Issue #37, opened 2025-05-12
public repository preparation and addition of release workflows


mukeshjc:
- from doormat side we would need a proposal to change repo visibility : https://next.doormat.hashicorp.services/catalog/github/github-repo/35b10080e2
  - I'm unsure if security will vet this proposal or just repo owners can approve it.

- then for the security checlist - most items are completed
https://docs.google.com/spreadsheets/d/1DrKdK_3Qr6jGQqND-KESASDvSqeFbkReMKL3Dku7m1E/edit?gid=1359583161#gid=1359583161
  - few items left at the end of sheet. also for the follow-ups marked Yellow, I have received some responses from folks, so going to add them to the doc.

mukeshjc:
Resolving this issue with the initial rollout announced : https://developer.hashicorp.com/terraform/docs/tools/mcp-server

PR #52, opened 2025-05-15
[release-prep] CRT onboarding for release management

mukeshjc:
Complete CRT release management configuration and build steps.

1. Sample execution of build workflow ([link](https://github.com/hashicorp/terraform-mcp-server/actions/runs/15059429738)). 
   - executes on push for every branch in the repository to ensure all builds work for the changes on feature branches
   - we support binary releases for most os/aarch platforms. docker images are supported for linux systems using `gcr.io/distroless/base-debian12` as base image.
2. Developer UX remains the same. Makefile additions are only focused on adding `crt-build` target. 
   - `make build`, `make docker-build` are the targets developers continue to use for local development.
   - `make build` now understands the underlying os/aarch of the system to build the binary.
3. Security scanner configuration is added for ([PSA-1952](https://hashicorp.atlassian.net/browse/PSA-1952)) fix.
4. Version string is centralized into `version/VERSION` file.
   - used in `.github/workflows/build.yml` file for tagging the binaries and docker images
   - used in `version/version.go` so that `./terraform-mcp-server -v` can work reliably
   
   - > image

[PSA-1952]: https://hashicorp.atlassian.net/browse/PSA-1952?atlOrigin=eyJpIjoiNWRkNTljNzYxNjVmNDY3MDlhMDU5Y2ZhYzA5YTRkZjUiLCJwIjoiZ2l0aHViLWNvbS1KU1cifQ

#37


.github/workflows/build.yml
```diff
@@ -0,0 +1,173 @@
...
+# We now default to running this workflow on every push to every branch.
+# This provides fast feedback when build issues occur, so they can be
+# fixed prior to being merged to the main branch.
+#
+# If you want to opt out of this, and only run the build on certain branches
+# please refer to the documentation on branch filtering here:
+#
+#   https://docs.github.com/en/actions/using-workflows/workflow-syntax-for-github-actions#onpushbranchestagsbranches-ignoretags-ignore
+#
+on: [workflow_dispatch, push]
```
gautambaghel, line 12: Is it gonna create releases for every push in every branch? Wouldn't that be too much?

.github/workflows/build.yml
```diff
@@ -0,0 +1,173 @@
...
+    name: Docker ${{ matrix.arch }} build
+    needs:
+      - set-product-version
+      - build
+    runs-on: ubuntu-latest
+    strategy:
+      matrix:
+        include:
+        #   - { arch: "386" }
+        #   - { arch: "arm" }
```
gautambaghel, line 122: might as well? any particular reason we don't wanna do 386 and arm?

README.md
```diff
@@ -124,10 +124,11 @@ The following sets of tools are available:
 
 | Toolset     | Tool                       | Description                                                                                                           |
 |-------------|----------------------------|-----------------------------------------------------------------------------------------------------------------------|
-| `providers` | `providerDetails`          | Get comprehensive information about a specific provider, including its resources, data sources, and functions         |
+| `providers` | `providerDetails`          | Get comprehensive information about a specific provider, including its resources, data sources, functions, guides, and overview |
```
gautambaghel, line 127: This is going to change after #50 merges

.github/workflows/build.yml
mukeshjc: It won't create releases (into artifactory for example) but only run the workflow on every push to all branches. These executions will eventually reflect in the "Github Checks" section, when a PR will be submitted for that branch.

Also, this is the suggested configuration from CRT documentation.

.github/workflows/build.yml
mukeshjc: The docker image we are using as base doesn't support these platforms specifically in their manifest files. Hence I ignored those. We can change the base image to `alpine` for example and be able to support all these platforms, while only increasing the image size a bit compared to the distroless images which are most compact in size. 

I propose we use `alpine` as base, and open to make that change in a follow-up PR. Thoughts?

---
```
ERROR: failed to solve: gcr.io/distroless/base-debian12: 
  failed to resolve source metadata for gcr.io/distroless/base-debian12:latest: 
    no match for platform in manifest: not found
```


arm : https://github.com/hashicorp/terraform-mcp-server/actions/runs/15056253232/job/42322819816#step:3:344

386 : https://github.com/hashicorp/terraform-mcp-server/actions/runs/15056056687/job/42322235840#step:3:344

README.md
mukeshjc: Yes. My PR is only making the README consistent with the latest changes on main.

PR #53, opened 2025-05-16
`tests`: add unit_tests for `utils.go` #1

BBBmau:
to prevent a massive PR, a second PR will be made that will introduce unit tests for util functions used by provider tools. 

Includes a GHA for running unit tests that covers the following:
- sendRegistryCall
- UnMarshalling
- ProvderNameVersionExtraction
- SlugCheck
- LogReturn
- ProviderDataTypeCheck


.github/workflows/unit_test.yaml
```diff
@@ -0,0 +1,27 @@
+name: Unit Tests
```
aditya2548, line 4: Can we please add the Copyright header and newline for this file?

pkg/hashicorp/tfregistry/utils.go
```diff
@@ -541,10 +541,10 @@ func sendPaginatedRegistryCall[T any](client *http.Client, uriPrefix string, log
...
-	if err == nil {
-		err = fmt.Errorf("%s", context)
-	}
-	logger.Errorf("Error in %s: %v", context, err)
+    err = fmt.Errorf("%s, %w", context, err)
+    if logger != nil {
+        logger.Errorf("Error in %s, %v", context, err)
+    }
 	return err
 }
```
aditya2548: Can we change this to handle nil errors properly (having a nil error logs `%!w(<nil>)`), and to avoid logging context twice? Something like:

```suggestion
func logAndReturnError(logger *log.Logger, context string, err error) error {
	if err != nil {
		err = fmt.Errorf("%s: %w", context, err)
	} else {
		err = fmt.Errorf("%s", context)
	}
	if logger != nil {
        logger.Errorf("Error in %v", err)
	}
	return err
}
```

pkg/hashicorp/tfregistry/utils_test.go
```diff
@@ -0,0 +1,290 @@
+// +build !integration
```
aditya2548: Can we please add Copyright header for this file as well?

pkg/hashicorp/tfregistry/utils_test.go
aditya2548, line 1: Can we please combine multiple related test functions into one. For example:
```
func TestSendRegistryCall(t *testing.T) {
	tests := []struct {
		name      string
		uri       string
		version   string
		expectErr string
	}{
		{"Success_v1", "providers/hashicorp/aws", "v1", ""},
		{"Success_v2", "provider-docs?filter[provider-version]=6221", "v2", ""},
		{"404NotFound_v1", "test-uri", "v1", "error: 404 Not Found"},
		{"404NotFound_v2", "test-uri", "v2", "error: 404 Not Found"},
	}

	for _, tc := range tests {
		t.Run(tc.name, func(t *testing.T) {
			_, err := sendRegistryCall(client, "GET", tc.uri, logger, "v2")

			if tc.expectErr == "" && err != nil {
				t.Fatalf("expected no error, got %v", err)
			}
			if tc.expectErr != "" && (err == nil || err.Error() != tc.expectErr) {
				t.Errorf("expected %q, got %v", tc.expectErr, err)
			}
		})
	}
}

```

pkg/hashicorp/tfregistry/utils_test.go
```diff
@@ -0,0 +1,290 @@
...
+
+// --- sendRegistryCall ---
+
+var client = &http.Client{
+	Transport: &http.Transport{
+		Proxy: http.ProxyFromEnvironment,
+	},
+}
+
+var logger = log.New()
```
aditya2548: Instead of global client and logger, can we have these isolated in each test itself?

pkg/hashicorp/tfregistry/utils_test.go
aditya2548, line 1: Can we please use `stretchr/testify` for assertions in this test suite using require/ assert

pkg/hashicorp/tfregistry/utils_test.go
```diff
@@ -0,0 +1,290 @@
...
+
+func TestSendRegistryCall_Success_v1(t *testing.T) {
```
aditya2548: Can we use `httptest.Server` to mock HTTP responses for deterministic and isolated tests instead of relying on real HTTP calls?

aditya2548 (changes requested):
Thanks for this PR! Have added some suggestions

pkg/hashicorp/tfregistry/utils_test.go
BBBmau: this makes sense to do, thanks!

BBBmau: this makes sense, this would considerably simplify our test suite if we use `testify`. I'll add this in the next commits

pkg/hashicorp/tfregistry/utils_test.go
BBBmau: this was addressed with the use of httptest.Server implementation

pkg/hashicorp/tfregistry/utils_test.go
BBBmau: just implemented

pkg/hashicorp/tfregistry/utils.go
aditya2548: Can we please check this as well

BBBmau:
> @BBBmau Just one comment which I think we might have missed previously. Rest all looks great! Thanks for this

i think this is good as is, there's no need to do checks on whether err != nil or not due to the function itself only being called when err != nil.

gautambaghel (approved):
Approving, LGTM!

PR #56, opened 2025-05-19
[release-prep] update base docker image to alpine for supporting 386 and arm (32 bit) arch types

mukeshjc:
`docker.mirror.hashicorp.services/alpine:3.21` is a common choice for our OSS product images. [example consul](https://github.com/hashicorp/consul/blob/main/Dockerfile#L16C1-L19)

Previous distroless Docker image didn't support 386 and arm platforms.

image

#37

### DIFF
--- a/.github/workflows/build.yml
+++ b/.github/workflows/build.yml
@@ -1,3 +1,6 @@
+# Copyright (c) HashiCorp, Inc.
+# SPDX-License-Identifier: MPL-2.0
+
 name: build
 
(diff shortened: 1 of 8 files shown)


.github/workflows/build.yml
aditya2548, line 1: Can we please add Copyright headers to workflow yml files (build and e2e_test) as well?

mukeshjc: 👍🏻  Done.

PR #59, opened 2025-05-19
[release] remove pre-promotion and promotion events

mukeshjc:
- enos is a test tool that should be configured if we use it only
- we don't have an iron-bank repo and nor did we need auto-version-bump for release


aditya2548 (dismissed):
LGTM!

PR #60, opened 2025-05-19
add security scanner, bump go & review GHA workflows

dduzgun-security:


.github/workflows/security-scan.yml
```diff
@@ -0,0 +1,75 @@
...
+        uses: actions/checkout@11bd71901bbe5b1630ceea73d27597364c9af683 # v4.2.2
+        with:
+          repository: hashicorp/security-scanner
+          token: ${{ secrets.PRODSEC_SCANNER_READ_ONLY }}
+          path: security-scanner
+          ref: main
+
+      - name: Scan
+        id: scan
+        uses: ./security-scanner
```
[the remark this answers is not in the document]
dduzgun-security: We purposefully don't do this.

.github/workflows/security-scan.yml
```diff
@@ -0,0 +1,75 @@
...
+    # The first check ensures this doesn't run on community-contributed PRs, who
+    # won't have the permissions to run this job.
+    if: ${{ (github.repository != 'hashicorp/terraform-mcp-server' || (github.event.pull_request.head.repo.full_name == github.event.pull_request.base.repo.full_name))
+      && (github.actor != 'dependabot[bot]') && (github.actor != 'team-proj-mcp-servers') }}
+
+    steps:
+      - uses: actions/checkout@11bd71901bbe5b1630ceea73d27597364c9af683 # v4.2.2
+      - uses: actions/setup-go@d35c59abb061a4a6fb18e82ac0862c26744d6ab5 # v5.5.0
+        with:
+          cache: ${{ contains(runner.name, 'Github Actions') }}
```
=======
## How to complete this task
When a line in the data above contains the string "resources", copy that line.

## Reply to the exercise
-| `providers` | `providerDetails`          | Get comprehensive information about a specific provider, including its resources, data sources, and functions         |
+| `providers` | `providerDetails`          | Get comprehensive information about a specific provider, including its resources, data sources, functions, guides, and overview |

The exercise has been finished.